Software projects are notorious for blowing past their projected timelines. Despite numerous techniques to try to mitigate this, delays and cost overruns are the norm, and have been forever. This is illustrated by such phenomena as the Ninety-Ninety Rule:
The first 90 percent of the code accounts for the first 90 percent of the development time. The remaining 10 percent of the code accounts for the other 90 percent of the development time.
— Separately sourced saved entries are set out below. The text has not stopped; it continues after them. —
PR #2585, opened 2026-05-22
Add `--verifiable` flag to `stellar contract build`

fnando:
### What

Adds a `--verifiable` flag to `stellar contract build` that performs a reproducible build inside a digest-pinned Docker container and stamps SEP-58 metadata (`bldimg`, `source_uri`, `source_sha256`, `bldopt`) into the resulting WASM so third parties can re-run the build and verify the output byte-for-byte.

New flags, all grouped under a `Verifiable` help section:

- `--verifiable` — opt in to the reproducible build mode; implies `--locked`, infers `--package` (the default-member cdylib contracts) when omitted, and requires a clean git working tree.
- `--image` — override the auto-selected container image. Must be digest-pinned (`...@sha256:...`); tag-only refs are rejected so `bldimg` stays content-addressed.
- `--source-sha256` — SEP-58 source identification: 64-char SHA-256 of the source. Optional — the archive is always generated and its SHA-256 computed for you. When supplied it acts as a pin: the build fails if it doesn't match the generated archive.
- `--source-uri` — SEP-58 source identification: URI where the source can be obtained (any scheme, e.g. `https://example.com/src.tar.gz`). Optional.
- `-d`/`--docker-host` (also reads `DOCKER_HOST`) — override the docker daemon endpoint.

A `--verifiable` build always generates the reproducible source archive, records its SHA-256 as `source_sha256`, writes a content-addressed copy to the data dir's `archives/<sha256>.tar.gz`, and builds from the extracted (permission-hardened) copy so the WASM comes from exactly the bytes that were hashed.

Each contract — explicit `--package` or inferred — is built with its own `--package`, which is forwarded to the build *and* recorded as a `bldopt`, so every WASM is independently reproducible and stable even if the workspace's default members change later. Multi-contract workspaces build every contract in a single container so the crates download, compiled dependencies, and `target/` are shared.

Every `bldopt` is recorded as valid shell syntax: each build option is shell-escaped once at the source, quoting only the value side, so a verifier can join the recorded `bldopt`s and replay the exact invocation through a shell. A flag like `--env B='this is very nice'` is stored as `--env=B='this is very nice'` (flag and key outside the quotes), which round-trips back to the original argument. Run with `--verbose` to print the full `docker run …` command the build executes (the same command surfaced in the error message if the container build fails).

### Source archives

The source archive is built by walking the working directory and tarring it, honoring the project's own `.gitignore`/`.ignore` files; the `.git` directory itself is always skipped. The archive is rooted at the current working directory — run `contract build --verifiable` / `contract archive` from the project (or workspace) root you want archived, so a workspace member's build still gets the whole workspace (its root `Cargo.toml`/`Cargo.lock`).

Selection depends only on the in-tree files plus the `.gitignore`/`.ignore` files inside the archived tree — never on machine-specific state (the global gitignore, `.git/info/exclude`, and parent-directory ignore files are not consulted) — so the same tree always hashes to the same `source_sha256` across machines. Paths that usually shouldn't ship but weren't ignored (`.env`, `target/`, `.idea`, …) are listed in a warning so you can add an ignore rule.

Because the archive is the working tree rather than a committed snapshot, both `contract build --verifiable` and `contract archive` refuse a dirty git tree (with a warning explaining why), so a recorded `source_sha256` always corresponds to a committed state. When the source isn't a git repo, there's nothing to check and they proceed.

### `stellar contract archive`

A standalone command to generate — or inspect — the same reproducible archive a verifiable build uses, sharing the exact byte-generation logic so the output is identical:

- `-o`/`--out-file <PATH>` — write the gzipped tarball. Must end in `.tar.gz` or `.tgz`. Required unless `--dry-run`.
- `--dry-run` — list the entries that would be archived plus the computed `source_sha256`, without writing anything. Handy for confirming contents before a verifiable build, or for producing the artifact to host at a `--source-uri`.

### Why

SEP-58 defines how to verify that a deployed contract WASM came from a specific source built with a specific toolchain image. Until now the CLI had no built-in way to produce such a build — users had to assemble the docker invocation, run cargo inside it, and stamp the custom sections by hand. This makes it a first-class option on `stellar contract build`, and the source archive (auto-generated on build, or produced/inspected via `stellar contract archive`) closes the loop by being the exact artifact that `source_sha256` refers to.

### Known limitations

- The verify side (download `source_uri`, check `source_sha256`, rebuild, byte-compare) is not part of this PR.
- A purely local docker image can't be used directly; reference it by digest (e.g. via a local registry).

### DIFF
--- a/Cargo.lock
+++ b/Cargo.lock
@@ -2382,9 +2382,9 @@ checksum = "0cc23270f6e1808e30a928bdc84dea0b9b4136a8bc82338574f23baf47bbd280"
 
 [[package]]
 name = "globset"
-version = "0.4.16"
+version = "0.4.19"
 source = "registry+https://github.com/rust-lang/crates.io-index"
-checksum = "54a1028dfc5f5df5da8a56a73e6c153c9a9708ec57232470703592a3f18e49f5"
+checksum = "e47d37d2ae4464254884b60ab7071be2b876a9c35b696bd018ddcc76847309cd"
 dependencies = [
  "aho-corasick",
  "bstr",
@@ -2959,9 +2959,9 @@ dependencies = [
 
 [[package]]
 name = "ignore"
-version = "0.4.23"
+version = "0.4.29"
 source = "registry+https://github.com/rust-lang/crates.io-index"
-checksum = "6d89fd380afde86567dfba715db065673989d6253f42b88179abd3eae47bda4b"
+checksum = "d4ffa3a0547a138e59ddd6fa3b7c672ed47e6ad6a3cd177984ff1116aa5ba742"
 dependencies = [
  "crossbeam-deque",
  "globset",
@@ -5410,6 +5410,7 @@ dependencies = [
  "hex",
  "home",
  "humantime",
+ "ignore",
  "indexmap 2.11.0",
  "itertools 0.10.5",
  "jsonrpsee-types",
@@ -5464,7 +5465,6 @@ dependencies = [
  "tracing-subscriber",
  "ulid",
  "url",
- "walkdir",
  "wasm-gen",
  "wasm-opt",
  "wasmparser 0.116.1",
--- a/Cargo.lock
+++ b/Cargo.lock
@@ -2791,7 +2791,7 @@ dependencies = [
  "libc",
  "percent-encoding",
  "pin-project-lite",
- "socket2 0.5.10",
+ "socket2 0.6.4",
  "system-configuration",
  "tokio",
  "tower-service",
@@ -4305,7 +4305,7 @@ dependencies = [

Most software projects follow a long-tailed lifecycle. In the beginning, progress is fast as the basic functionality is built out. Whether you're building a peer-to-peer networking library, an AI contract review product or a self-driving car, you can probably quickly knock out something demo-ready. You might even convince people to buy it! But there will be bugs - holes in your logic, or edge cases you haven't considered. Your demo software will be filled with bugs, and your typical user will complain that your software is "crap."
The process of going from demo software to mature software is the process of hammering down the long tail of bugs. How long will you have to hammer for? It depends on the domain.
A wise man once said:
grug understand all programmer platonists at some level wish music of spheres perfection in code. but danger is here, world is ugly and gronky many times and so also must code be
The insight we can draw from Grug's words is that, the closer your problem is to the "ugly and gronky" real world, the longer and fatter the tail will be.
Self-driving cars are very close to the real world, so their tail is long. The DARPA Grand Challenge was in 2004, and after twenty years of hammering down the tail, Waymo still only operates in five cities. Peer-to-peer networking libraries only have to deal with other computers, so their tail is relatively minuscule - Bitcoin is still running on the same chain debuted by Satoshi Nakamoto in 2009.
Ivo's domain sits in the middle. We’re not driving cars, but after decades of evolution, Microsoft Word barely qualifies as "software" anymore - rather it's some semi-organic digital lifeform that no human fully understands. Contracts, while they bear deceptive resemblance to trees and other familiar datastructures, are unapologetically and often deliberately flawed human constructions. And LLMs...don't get me started on LLMs.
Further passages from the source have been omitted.